Windows, stoopid question. by Westquay Fleet Admiral!   Posted: 7 months ago
Very neat job, Doug. On the front windows of the Crash Tender the material is 1/16th Perspex and I've done pretty much what you have, mark, saw and file to fit, but of course the missing window frames have to be made up, so I did them in 1mm styrene, of which I have a huge stock, thanks to the generosity of Ivan at IP Engineering when he was starting the Vintage Model Boat Company and I was designing kits for him. What I've then done is glue the glazing to the frame material and will have to hand paint the frames with the same paint as the superstructure. Not ideal, but I can't see any other way. At least the unit just pops into the hole. On the 3mm ply cabin windows I will have to do what you have when I can find some 3mm Perspex. I have some somewhere. There are no visible frames on those, contrary to what the fittings companies might say, only gutters over the tops which I can do with brass wire. Thanks for the confirmation of DON'T DO IT! Cheers, Martin

Windows, stoopid question. by RNinMunich Fleet Admiral!   Posted: 7 months ago
Evenink Martin, On ABSOLUTE NO ACCOUNT fit windows before prepping and painting 😡 I did all the painting and lacquering first (see 'Sea Scout' Build Blog). Then used the windows 'oles to mark templates for the windows. Which I then transferred to 3mm tinted perspex / acrylglass and cut out on the table scroll saw. Also answers your second question, only mine were green tinted not grey. Despite careful marking and cutting still had to fiddle about with filing to get 'em to fit right 😡 Pics 1 to 3 show fitted windows still with protective film. Pics 4 to 6 film removed but still to be polished. 7th pic; Les pièces, 8th pic; ze glue 😉 I chose 3mm 'glass' a) to match the 3mm ply of the cabin walls - makes it easier to get a flush fit, b) could get it in green tint 😊 Think there was also grey and red !!!! Red for a 'Fun' Boat perhaps 😲 Glue used; Deluxe Materials Canopy Glue; "Thick, flexible glue. High grip. Dries clear. Fills gaps." Here endeth the advert😉 Last pic shows final result after polishing.
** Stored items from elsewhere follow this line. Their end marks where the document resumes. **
PR #705, opened 2022-08-08
Lammps parse dump pandas

### LINKED ISSUE #671: Parsing large lammps dummps leads to kerneal deaths
**Summary**

When trying to parse some lammps dump files I encountered repeated kernel deaths of the jupyter notebook.
I assume the reason is that similar to the parsing of logfiles the dumpfile is read using readlines(), causing out of memory problems because the whole file, that can have the size of a few GB is read into memory as a whole, but the reason could also be different.

Solution is probably to read line by line and fill some buffer with the data, regularly writing to hdf5. But the same problem will probably occur when the job is reloaded from the hdf5 or is that handled somehow already?

Latest versions, Linux

**Expected Behavior**

Working lammps parse

**Actual Behavior**

Dying Kernel

**Steps to Reproduce**

Try to parse a large lammps dump file.

Leimeroth:
Fixes #671 for my calculations at least. Temporarily I fixed it by allocating 26GB of RAM for my notebooks, but even that was not sufficient for some of my recent calculations.
With this one of the simulations that kept killing the kernel during parsing never allocated more than 3-4 GB of RAM (according to top, didnt check in detail)

Did not check whether this gives the same numbers as the old parser yet. Is correct parsing part of unit tests?


pmrv:
For testing there's some water trajectories that are checked in a round-about way, but I would have to see if it applies here.  I would just move the old method in the unit tests and include a sample dump in the test resources, then check if new and old give the same results.

Leimeroth:
> For testing there's some water trajectories that are checked in a round-about way, but I would have to see if it applies here. I would just move the old method in the unit tests and include a sample dump in the test resources, then check if new and old give the same results.

The water tests failed and seems that everything is covered, but locally the integration tests ran now, so I assume I fixed the last problems. Adding the old method to the unit tests would require to permanently keep it in. I wouldn't mind a little more code, but maybe it would be confusing or is not wanted to not have too much old struff in there.

liamhuber (approved):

Maybe sometime, when I haven't got more interesting things to solve and build, I'll make some alu or mahogany frames! 😉 Happy glazing 😁 Cheers, Doug 😎

Cabin windows again by robbob Fleet Admiral!   Posted: 9 months ago
Interesting solution ! What you are actually describing is otherwise known as 'secondary double glazing'...😜 Keep up the great work. Robbob.